START The data
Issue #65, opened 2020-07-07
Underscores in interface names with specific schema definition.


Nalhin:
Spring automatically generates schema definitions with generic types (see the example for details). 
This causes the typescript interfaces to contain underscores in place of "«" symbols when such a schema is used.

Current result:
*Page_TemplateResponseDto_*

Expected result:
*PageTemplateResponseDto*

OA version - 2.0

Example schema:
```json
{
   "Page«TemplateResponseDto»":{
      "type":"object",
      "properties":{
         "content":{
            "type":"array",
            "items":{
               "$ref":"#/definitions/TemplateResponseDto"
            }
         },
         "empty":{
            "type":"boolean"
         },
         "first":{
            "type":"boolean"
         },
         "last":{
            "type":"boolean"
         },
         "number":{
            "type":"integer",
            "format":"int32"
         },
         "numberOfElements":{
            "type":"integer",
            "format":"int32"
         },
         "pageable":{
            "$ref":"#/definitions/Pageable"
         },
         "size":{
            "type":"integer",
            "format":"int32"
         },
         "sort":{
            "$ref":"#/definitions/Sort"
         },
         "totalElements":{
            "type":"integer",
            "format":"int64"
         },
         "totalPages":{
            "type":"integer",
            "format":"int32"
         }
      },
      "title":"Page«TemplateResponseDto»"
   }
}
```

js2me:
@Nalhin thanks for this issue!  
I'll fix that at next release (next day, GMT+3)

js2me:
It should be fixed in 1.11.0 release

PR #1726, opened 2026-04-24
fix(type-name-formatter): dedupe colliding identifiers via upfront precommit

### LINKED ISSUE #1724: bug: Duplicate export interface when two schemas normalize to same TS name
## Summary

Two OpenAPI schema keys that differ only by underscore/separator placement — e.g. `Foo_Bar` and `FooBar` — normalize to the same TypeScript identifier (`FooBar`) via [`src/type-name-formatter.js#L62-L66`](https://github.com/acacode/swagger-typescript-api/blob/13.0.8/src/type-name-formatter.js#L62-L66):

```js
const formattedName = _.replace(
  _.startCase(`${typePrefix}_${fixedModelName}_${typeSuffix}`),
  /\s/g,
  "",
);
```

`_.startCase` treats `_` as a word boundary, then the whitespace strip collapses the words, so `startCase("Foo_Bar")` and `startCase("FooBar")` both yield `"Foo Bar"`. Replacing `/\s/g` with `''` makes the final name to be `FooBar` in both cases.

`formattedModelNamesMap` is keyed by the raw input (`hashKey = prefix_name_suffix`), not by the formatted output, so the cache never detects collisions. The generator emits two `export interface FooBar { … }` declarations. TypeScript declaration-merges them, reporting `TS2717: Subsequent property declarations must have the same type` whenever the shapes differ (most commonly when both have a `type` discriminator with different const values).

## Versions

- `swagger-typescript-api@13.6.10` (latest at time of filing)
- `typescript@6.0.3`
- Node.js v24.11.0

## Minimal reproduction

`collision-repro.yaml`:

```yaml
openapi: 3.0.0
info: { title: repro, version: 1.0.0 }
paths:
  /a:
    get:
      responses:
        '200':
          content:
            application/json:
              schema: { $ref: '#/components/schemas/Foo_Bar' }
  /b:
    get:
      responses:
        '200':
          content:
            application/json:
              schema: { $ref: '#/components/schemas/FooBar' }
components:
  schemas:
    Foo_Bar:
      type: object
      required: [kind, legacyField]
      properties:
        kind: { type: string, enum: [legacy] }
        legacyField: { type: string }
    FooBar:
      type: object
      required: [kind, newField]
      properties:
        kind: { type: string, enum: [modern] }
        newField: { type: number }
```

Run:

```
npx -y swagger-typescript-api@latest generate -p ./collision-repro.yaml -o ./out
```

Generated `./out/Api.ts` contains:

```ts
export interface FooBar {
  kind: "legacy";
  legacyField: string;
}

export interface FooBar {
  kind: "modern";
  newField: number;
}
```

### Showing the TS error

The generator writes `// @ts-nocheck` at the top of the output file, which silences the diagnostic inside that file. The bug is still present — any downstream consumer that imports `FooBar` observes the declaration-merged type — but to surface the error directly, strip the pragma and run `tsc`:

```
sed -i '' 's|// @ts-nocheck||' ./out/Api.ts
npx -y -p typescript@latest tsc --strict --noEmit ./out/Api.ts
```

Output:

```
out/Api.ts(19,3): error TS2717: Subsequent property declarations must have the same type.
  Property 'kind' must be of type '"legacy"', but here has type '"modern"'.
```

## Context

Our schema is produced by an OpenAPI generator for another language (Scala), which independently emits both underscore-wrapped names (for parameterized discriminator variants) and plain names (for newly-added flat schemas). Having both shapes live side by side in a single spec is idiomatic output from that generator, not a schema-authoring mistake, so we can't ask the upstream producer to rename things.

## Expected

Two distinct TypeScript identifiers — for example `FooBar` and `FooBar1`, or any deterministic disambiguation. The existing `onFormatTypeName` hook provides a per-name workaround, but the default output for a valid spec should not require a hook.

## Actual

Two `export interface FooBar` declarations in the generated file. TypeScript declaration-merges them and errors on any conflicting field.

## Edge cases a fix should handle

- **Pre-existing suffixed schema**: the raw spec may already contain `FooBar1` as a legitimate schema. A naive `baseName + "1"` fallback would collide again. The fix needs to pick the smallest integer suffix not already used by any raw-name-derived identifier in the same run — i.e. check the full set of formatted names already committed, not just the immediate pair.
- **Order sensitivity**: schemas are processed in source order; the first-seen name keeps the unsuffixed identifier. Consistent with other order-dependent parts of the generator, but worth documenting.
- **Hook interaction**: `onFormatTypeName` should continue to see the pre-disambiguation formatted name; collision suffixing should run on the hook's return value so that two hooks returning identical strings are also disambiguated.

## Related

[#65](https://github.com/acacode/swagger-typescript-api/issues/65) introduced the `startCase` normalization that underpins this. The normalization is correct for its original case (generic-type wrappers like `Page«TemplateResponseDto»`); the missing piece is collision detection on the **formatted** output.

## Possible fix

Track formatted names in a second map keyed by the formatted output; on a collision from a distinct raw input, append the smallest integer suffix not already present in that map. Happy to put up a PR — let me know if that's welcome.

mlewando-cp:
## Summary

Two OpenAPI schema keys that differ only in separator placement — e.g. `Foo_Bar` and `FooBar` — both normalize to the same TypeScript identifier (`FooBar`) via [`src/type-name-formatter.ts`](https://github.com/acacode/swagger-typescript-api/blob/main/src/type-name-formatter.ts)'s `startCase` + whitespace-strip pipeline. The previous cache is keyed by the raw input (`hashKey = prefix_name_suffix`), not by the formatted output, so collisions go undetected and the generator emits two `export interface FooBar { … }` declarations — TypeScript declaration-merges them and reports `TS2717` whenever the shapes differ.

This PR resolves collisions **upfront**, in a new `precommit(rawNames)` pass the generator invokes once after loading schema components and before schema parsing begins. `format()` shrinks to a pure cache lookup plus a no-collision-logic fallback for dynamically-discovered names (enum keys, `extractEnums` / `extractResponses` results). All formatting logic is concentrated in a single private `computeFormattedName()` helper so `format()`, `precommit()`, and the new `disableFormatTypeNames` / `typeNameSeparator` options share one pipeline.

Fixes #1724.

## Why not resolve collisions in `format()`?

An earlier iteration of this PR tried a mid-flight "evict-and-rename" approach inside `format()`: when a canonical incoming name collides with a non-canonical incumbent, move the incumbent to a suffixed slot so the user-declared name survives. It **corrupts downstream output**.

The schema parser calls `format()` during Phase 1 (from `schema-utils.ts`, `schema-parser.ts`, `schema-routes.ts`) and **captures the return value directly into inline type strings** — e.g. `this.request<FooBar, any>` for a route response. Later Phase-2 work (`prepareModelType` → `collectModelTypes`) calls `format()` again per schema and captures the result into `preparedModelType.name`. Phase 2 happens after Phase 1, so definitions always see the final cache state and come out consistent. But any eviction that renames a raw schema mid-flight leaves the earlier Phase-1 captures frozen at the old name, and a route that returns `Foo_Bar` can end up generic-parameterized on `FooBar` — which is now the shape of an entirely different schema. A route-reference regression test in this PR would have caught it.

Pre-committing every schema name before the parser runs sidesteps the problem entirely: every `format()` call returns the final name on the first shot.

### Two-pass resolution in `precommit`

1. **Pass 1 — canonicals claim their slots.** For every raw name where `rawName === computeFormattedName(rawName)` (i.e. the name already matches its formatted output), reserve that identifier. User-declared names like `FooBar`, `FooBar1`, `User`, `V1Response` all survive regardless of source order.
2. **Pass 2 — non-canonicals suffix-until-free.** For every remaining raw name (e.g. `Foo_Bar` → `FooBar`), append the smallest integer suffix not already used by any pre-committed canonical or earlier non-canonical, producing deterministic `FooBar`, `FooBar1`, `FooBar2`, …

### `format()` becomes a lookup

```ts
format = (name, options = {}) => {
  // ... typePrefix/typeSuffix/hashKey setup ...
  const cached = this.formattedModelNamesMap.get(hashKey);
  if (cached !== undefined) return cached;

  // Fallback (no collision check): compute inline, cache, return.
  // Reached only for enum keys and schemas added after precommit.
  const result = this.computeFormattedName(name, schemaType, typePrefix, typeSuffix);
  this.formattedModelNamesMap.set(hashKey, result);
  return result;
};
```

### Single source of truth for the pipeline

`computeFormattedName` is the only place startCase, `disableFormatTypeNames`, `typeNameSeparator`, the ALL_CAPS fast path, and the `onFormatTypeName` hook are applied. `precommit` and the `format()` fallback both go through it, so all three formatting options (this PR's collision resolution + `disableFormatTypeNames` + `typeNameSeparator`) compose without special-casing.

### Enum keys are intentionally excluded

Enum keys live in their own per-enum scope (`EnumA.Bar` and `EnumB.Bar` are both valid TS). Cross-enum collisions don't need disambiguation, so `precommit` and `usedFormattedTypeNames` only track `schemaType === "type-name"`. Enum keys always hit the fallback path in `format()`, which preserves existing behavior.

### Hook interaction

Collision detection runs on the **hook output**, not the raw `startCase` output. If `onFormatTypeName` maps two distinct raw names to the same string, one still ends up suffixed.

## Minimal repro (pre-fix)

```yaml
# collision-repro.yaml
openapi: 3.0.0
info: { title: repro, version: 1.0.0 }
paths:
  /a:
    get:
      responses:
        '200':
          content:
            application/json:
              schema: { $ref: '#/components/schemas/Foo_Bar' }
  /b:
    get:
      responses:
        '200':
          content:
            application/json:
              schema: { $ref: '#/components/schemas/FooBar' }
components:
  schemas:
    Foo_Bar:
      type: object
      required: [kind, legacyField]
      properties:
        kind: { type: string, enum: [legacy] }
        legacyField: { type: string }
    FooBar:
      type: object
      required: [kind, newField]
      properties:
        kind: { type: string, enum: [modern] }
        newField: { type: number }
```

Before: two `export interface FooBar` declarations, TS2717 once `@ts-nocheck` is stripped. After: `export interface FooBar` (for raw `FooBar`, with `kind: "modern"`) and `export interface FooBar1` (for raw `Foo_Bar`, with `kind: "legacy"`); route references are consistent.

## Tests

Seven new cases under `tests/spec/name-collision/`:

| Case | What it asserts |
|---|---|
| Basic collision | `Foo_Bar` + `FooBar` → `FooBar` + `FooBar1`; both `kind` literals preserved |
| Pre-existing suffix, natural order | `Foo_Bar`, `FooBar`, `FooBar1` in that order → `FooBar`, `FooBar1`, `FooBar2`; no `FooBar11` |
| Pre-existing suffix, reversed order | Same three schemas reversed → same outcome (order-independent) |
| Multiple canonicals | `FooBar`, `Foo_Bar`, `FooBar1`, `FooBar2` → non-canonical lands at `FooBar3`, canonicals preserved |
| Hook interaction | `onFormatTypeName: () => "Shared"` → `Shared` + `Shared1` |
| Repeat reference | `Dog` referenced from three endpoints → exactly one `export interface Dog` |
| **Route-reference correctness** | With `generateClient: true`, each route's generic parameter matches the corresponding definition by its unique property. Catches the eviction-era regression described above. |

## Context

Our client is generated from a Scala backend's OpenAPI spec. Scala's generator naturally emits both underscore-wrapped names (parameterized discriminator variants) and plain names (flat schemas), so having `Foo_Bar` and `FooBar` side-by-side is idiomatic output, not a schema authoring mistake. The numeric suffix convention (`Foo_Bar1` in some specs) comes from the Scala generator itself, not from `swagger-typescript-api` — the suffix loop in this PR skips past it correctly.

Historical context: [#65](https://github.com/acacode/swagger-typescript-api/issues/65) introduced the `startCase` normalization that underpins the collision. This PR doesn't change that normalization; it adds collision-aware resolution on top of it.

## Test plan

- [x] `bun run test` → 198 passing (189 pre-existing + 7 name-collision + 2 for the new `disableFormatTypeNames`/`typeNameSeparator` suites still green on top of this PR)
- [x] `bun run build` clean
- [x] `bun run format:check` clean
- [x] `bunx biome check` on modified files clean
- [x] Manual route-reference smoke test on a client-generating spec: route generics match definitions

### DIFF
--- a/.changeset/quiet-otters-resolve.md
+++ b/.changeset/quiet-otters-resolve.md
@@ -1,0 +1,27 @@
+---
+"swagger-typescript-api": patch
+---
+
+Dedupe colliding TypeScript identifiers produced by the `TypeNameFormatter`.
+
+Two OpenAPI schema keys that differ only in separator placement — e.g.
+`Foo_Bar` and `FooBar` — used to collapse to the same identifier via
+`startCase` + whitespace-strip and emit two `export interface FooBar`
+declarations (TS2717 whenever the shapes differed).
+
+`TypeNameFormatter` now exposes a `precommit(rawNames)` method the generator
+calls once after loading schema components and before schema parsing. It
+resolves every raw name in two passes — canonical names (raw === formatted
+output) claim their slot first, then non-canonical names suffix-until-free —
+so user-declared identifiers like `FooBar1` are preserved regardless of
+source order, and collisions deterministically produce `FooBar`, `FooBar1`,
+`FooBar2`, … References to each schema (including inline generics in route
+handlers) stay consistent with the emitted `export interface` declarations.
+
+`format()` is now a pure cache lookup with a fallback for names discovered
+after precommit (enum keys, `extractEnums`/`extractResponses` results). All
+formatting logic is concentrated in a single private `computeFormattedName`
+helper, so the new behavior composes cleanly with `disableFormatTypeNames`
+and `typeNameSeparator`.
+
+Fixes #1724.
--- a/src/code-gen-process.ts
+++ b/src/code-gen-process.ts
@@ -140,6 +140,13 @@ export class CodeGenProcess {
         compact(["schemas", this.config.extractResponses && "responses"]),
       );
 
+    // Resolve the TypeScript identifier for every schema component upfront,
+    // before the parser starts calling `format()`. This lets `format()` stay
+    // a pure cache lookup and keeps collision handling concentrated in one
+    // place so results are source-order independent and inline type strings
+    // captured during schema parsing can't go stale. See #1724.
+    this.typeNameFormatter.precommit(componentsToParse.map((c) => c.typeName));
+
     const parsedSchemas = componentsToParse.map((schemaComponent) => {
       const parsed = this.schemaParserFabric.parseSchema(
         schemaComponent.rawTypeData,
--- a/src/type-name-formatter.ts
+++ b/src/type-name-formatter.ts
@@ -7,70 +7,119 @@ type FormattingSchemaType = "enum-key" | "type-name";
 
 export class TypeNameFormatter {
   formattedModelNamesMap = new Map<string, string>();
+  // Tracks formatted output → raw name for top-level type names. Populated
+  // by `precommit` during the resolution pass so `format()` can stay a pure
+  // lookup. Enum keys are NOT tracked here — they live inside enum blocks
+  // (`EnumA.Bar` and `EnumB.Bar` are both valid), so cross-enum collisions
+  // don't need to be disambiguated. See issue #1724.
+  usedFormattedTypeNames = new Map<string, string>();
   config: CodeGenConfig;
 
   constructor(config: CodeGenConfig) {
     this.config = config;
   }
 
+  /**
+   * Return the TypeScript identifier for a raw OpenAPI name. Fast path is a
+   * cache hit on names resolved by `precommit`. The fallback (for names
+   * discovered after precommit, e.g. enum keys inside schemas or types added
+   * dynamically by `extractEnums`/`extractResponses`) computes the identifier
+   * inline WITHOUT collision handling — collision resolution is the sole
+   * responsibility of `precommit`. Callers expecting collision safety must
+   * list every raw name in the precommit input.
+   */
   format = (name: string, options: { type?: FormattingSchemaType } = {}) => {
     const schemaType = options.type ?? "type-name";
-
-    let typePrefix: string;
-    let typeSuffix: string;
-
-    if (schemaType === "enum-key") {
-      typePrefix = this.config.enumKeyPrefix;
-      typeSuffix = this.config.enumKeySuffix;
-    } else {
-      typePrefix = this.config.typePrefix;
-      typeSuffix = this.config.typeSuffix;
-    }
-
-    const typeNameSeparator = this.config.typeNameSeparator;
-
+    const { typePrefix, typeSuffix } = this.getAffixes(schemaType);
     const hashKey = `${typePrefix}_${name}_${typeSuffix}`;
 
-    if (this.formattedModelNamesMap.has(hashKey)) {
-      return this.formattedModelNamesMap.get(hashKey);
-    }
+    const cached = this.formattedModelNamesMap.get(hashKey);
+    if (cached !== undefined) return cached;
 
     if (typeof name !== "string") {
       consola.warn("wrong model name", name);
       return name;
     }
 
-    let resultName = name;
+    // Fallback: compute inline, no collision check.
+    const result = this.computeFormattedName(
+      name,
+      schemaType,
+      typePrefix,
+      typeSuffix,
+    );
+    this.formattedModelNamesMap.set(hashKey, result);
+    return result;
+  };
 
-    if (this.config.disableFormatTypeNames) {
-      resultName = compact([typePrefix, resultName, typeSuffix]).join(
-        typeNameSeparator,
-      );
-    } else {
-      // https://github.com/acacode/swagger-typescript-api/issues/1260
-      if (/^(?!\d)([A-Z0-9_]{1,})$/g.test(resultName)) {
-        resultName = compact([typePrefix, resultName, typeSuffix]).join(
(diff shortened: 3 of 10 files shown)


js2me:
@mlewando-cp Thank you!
END The data
Only certain lines are wanted. Please return exactly those from the top of the data through the line with "PR #1726, opened 2026-04-24".

Issue #65, opened 2020-07-07
Underscores in interface names with specific schema definition.


Nalhin:
Spring automatically generates schema definitions with generic types (see the example for details). 
This causes the typescript interfaces to contain underscores in place of "«" symbols when such a schema is used.

Current result:
*Page_TemplateResponseDto_*

Expected result:
*PageTemplateResponseDto*

OA version - 2.0

Example schema:
```json
{
   "Page«TemplateResponseDto»":{
      "type":"object",
      "properties":{
         "content":{
            "type":"array",
            "items":{
               "$ref":"#/definitions/TemplateResponseDto"
            }
         },
         "empty":{
            "type":"boolean"
         },
         "first":{
            "type":"boolean"
         },
         "last":{
            "type":"boolean"
         },
         "number":{
            "type":"integer",
            "format":"int32"
         },
         "numberOfElements":{
            "type":"integer",
            "format":"int32"
         },
         "pageable":{
            "$ref":"#/definitions/Pageable"
         },
         "size":{
            "type":"integer",
            "format":"int32"
         },
         "sort":{
            "$ref":"#/definitions/Sort"
         },
         "totalElements":{
            "type":"integer",
            "format":"int64"
         },
         "totalPages":{
            "type":"integer",
            "format":"int32"
         }
      },
      "title":"Page«TemplateResponseDto»"
   }
}
```

js2me:
@Nalhin thanks for this issue!  
I'll fix that at next release (next day, GMT+3)

js2me:
It should be fixed in 1.11.0 release

PR #1726, opened 2026-04-24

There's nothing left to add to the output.